Here is an introduction to the common window analyzer functions in major databases.RANK()OVER()LAG() 。

  1. RANK() Function.

    • This function first appeared in the IBM DB2 database, dating back to 1993.
    • Subsequently, in the 2000 release of Oracle9i, Oracle introduced theRANK() function.
    • Microsoft SQL Server, on the other hand, has added a new version of SQL Server to the 2005 version of SQL Server.RANK() function support.
    • RANK() The introduction of functions provides data analysts and developers with a more flexible and powerful sorting method, which greatly improves the efficiency of data analysis.
    • The RANK() function is used to assign a rank value to rows in a data set.
      It will sort the rows according to the specified columns (or expressions) and then assign a rank value to each row.
      If there are multiple rows with the same value, they will receive the same rank, and the rank value of subsequent rows will be incremented accordingly.
      This function is useful when you need to sort data and get ranking information, such as finding the top 5 products in terms of sales.

  2. OVER() Clause.

    • OVER() Clauses first appeared in the OLAP (Online Analytical Processing) domain back in the 1990s.
    • Oracle introduced in the 2000 Oracle9i release theOVER() clause, making the use of window functions more convenient and flexible.
    • Microsoft SQL Server has also added support for theOVER() clause support.
    • OVER() The introduction of clauses greatly simplifies the complex task of data analysis and improves the efficiency of developers.
    • The OVER() clause is used to define the scope of the window function.
      It is possible to specify a range of row groups, thus allowing the window function to perform calculations within that range.
      Common uses include: calculating moving averages, calculating cumulative values, and calculating rankings.

  3. LAG() cap (a poem)LEAD() Function.

    • These two functions first appeared in the IBM DB2 database, dating back to 2001.
    • Oracle introduced in the 2006 Oracle 10g release theLAG() cap (a poem)LEAD() function.
    • Microsoft SQL Server added support for these two functions in the 2008 version of SQL Server 2008.
    • LAG() cap (a poem)LEAD() The introduction of the function makes it easier and more efficient to analyze the time series and compare the data.
    • The LAG() function is used to get the value of the N rows before the current row.
      The LEAD() function is used to get the value of the line N lines after the current line.
      These two functions are very useful for time series analysis and data comparison, for example.
      Calculate the difference between current sales and last month's sales
      Determine whether the current quarter's performance is higher than that of the previous quarter

In addition to common window functions such as Rank, Lag, and Over, SQL provides a number of other useful window functions, including.

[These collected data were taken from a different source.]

PR #1551, opened 2025-10-08
SY-3110: TypeScript Circular Dependencies and Lint Improvements

pjdotson:
# Issue Pull Request

## Linear Issue

[SY-3110](https://linear.app/synnax/issue/SY-3110/fix-react-minified-error-130)

## Description

This PR is an attempt at fixing issues that may have caused the React Minified Error 130. I only have medium confidence that these fixes are related, but spent a lot of time trying to replicate and failed. Most of the stuff online that I saw for this error had to do with import / export issues, so I have added a circular dependency check to CI and fixed circular dependencies to attempt to fix this error.

Summary:
- Add a few ESLint rules (`react/jsx-no-undef`, `react/jsx-no-constructed-context-values`, `react/jsx-no-useless-fragment`) that ChatGPT recommended but definitely do not address this issue
- Move ESLint configuration file to TypeScript to take some advantage of that typing, which necessitated moving a few random files to TypeScript
- Fixed circular dependencies in our TypeScript codebase and added a circular dependency check to CI.

## Basic Readiness

- [x]  I have added needed QA steps to the [release candidate](/synnaxlabs/synnax/blob/main/.github/PULL_REQUEST_TEMPLATE/rc.md) template that cover these changes.


console/src/schematic/Schematic.tsx
```diff
@@ -251,7 +251,7 @@ export const Loaded: Layout.Renderer = ({ layoutKey, visible }) => {
   const calculateCursorPosition = useCallback(
     (cursor: xy.Crude) =>
       Diagram.calculateCursorPosition(
-        box.construct(ref.current),
+        box.construct(ref.current ?? box.ZERO),
```
emilbon99, line 254: This change is interesting. Might be worth it to think what the implications of passing in `box.ZERO` here are. Not super importnat.

client/ts/src/framer/payload.ts
emilbon99, line 1: This is kind of a bummer. I assume the dep has something to do with the codec? If so, might be worth it to create `payload.ts` file that contains all of the RPC data structures that we'll send (iterator, writer, streamer) and then import those where needed.

Would be more consistent with rest of code base.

  1. Row_Number(): assigns a unique number to each row in the partition, counting from 1.

  2. Partition_By: can be used together with other window functions to specify the basis of window partitioning.

  3. First_Value() and Last_Value(): get the first and last value in the window respectively.

  4. Ntile(): distributes the rows in the partition equally among the specified number of groups.

  5. Ratio_To_Report(): calculates the ratio of the current row value to the total value of the partition.

  6. Cume_Dist(): calculates the ratio of the number of rows whose current row is less than or equal to its own value to the total number of rows in the partition.

  7. Percent_Rank(): Calculates the percentile rank of the current row within the partition.

  8. Dense_Rank(): similar to Rank(), but without the concatenation of serial numbers.

These commonly used window functions are the product of the development of database technology, with the increasing demand for OLAP and data analysis, database vendors continue to improve and refine these functions, making data analysis work more simple and efficient. The introduction of these window functions, greatly promoting the development of the field of data analysis.